This is a very easy and yet effective way, to build a double eye knot for anchoring, towing, e.t.c.
It can be done by combining a bowline and an anti-bowline, side by side together using one nipping loop with four rope diameters inside it.
One can start with a simple cowboy bowline, leaving a long tail component in order to create the second eye, and nip the returning tail in an anti-bowline fashion.
There are many other ways to restrain the returning line into the nipping loop, like ampersand, fontus or triskel, and they all form a super strong,resistant to cycling loading, dual loop, knot, with very easy system equalization through the bowline collar.
It is not TIB (tiable in the bight) of course and only OEL, (one end loadable), but i’m sure there can be other profiles with those extra properties.
When it comes to TIB, EEL, double splayed loops, bowline-like structures, i could not fail to mention the depicted Karash variation, which i find very stable to flogging forces, even more than a butterfly derivative.

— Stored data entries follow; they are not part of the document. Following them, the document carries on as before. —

Issue #1229, opened 2025-08-28
Add DifferentiationInterface.jl usage to how-to docs.


KristofferC:
@fredrikekre  had a nice presentation today on JuliaCon on how to choose different AD frameworks using DifferentiationInterface.jl. I think that would be worthwhile to add to the how-to section in the docs.

KristofferC:
This is done

PR #1258, opened 2025-12-09
use DifferentiationInterface in the landau model

KristofferC:
Ref https://github.com/Ferrite-FEM/Ferrite.jl/issues/1229


docs/src/literate-gallery/landau.jl
termi-official, line 1: Should we move this now from Gallery to How-To and rename the title here to something like `Automatic Differentiable Assembly`?

Also, can we add some simple regression test here?

KristofferC:
This is done.

PR #1259, opened 2025-12-09
Add Ferrite.write_facetset

termi-official:


src/Export/VTK.jl
```diff
@@ -283,6 +284,23 @@ function write_nodeset(vtk, grid::AbstractGrid, nodeset::String)
     return vtk
 end
 
+"""
+    write_facetset(vtk::VTKGridFile, grid::AbstractGrid, facetset::String)
```
KnutAM: Would be nice to match the interface from `cellsets` allowing a vector/set of keys? 

Also, since this is not as trivial as cellsets, perhaps it could even be nice to have a lower-level interface providing just an `AbstractVecOrSet{<:FacetIndex}`, not requiring it to be stored in the grid?

src/Export/VTK.jl
```diff
@@ -283,6 +284,23 @@ function write_nodeset(vtk, grid::AbstractGrid, nodeset::String)
...
+
+Write nodal values of 1 for nodes of the faces in `facetset`, and 0 otherwise
+"""
+function write_facetset(vtk, grid::AbstractGrid, facetset::String)
+    z = zeros(getnnodes(grid))
+    for fi in getfacetset(grid, facetset)
+        for i in facets(getcells(grid, fi[1]))[fi[2]]
```
KnutAM: To make work for higher order elements, I think this is required. 
```suggestion
        cell = getcells(grid, fi[1]
        for cellnode in facetdof_indices(geometric_interpolation(cell))[fi[2]]
            i = get_node_ids(cell)[cellnode]
```

test/checksums.sha1
```diff
@@ -1,22 +1,22 @@
...
+f592c19830d0560bb29c736764e8af02b442e49b
 6c41cbbbcdbefda0afb6208295e6eab9cec6f812
-6d86368c529bf5cf7ae28e23a8094501d914d05f
+48125fdc01338ae420e04405699d23417babdae2
 11549a1498556572a8cfa052b3b06b660fbfe05e
-a44e2e480309dbf320a5bf044fd5e97bc73ab28d
+9cd7ab5fffd0c3acaf744d8cf721357e97c04267
 48528031570b719cd5683ef7fbceefe386dcb10b
-c21313b96210736201ad37e0cdc7a5958791041c
+ccc8b6567472b159321b4f096d1ce4555d39fac8
```
KnutAM, line 21: Have you manually checked that all of them produce the expected result?

termi-official: Yes, I have visually confirmed that the face export now works as expected on my end for all of these files. If you have a better way, then I am also happy to try.

src/Export/VTK.jl
```diff
@@ -283,6 +284,27 @@ function write_nodeset(vtk, grid::AbstractGrid, nodeset::String)
     return vtk
 end
 
+"""
+    write_facetset(vtk::VTKGridFile, grid::AbstractGrid, facetsetname::String [, facetset::AbstractVecOrSet{FacetIndex}])
+
+Write nodal values of 1 for nodes of the faces in `facetset`, and 0 otherwise
+"""
+function write_facetset(vtk, grid::AbstractGrid, facetsetname, facetset::AbstractVecOrSet{FacetIndex})
```
KnutAM: Missed this, should have facetsetname as the last to be consistent with the other funktions, right?

termi-official: I do not have a good intuition about what good argument orderings are. :D I changed it anyway in [69a74d5](https://github.com/Ferrite-FEM/Ferrite.jl/pull/1259/commits/69a74d5944b4c9c6f93d04da4ef23de57d94a549)

PR #1265, opened 2025-12-29
avoid `Core.Box` in the package

KristofferC:
Uses https://github.com/JuliaLang/julia/pull/60478 to find `Core.Box` entries in the package and remove them. After this, there are no such closure boxes in the package.

### DIFF
--- a/src/Dofs/ConstraintHandler.jl
+++ b/src/Dofs/ConstraintHandler.jl
@@ -1189,8 +1189,8 @@ function _add!(
             union!(all_node_idxs, nodes)
             for n in nodes
                 x = get_node_coordinate(grid, n)
-                min_x = Tx(i -> min(min_x[i], x[i]))
-                max_x = Tx(i -> max(max_x[i], x[i]))
+                min_x = Tx(min.(min_x.data, x.data))
+                max_x = Tx(max.(max_x.data, x.data))
             end
         end
         all_node_idxs_v = collect(all_node_idxs)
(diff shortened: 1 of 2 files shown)


src/Dofs/ConstraintHandler.jl
```diff
@@ -1189,8 +1189,8 @@ function _add!(
             union!(all_node_idxs, nodes)
             for n in nodes
                 x = get_node_coordinate(grid, n)
-                min_x = Tx(i -> min(min_x[i], x[i]))
-                max_x = Tx(i -> max(max_x[i], x[i]))
+                min_x = min.(min_x, x)
+                max_x = max.(max_x, x)
```
KnutAM: I think this converts to `Vector`?
```julia
julia> x = rand(Vec{3});

julia> min.(x, 2*x)
3-element Vector{Float64}:
 0.43556649868831676
 0.06759192439197814
 0.15171836180398857
```

Does `Tx(min.(min_x.data, x.data))` avoid the Core.Box? 
Or using `min_x = Ref(Tx(i -> typemax(eltype(Tx))))`?

KristofferC: Ah, yeah, we don't have broadcasting setup properly in Tensors.jl. I'll tweak it.

KnutAM: Or perhaps we should fix broadcasting properly in Tensors (even if breaking)?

The secondary loop’s complexity has been decreased by one unit/order, without having any effect on the overall stability of the whole structure, compared to the conventional Karash configuration with the two equivalent link components.
If one removes whichever of the two links, there will always be a bowline.
Starting with a simple Karash bowline, in cowboy style, the long tail is tucked under SP, capturing both collar legs for the nipping loop formation, and follows the SPart, side by side down through the collar.
I don’t have a TIB method yet, but i presume that the knot points to an inline profile , interweaved with overhand and figure eight components.
Another double loop variation, that builds a second bowline around a fixed point, using a long tail component.
The secondary eye, is usually tied with a retraced bight, which is tucked back through the two collars, in a yosemite tie off.
Since this method adds plenty of bulkiness in the system, i was thinking about a simpler and easier way to lock down the tail, staying as bowlinesque as possible, such as the Scott’s locked technique.
It’s not only that it adds 5 rope diameter inside the nipping loop, it is also TIB, with a super easy in the bight, TIB tying method.
It’s an easy task to figure it out, if the knot is reverse engineered.
When it comes to double loop, Eskimo-like anti-knots, this one, IMO, is a distinctive instance, while the same stands for its single, one loop variant as well.
The out-going lines are captured by the returning bight structure in a way that ensures nipping structure’s stability, enabling the crossing knot to maintain a distortion-proof form, specifically in heavy loading conditions.
It is crucial to preserve an unalterable crossing knot state.
A double cossack ,for example, can easily collapse to a form of an anti-bowline on a bight, which is a bit challenging to untie at heavy stress.
The returning bight legs are severely compressed by the SP forces, which leaves enough slack for the collar decompression, and as a matter of fact, that’s exactly how a bowline structure functions.
As for the TIB tying method, i shall refer to Alan Lee’s video instructions of tying the anti-bowline on a bight with the following difference…
At 1.20, when Alan is about to thread the left loops down through the right loops, just thread the left loops up through the right and you are done.
The attached double loop, does not certainly win a trophy in terms of originality and creativity, but i’m not sure if it’s known or tied before, nonetheless, it might be the simplest, double eye variant with minimum rope usage.
The only thing that misses is a simple TIB tying method.
Whenever a double eye is requested for anchoring, towing, e.t.c, i believe it can do the work!
With respect to the issue of redundancy that you are pointing at, about the one eye failure, doesn’t it apply to all double eye variants with communicating loops?
Nonetheless, i have seen the portuguesse bowline (with a moniker of “bowline on a coil”) frequently used in rescue operations, tied around a stretcher or something.
The fixed-loop spanish bowline also appears to develop the same issue if one of its eyes fails.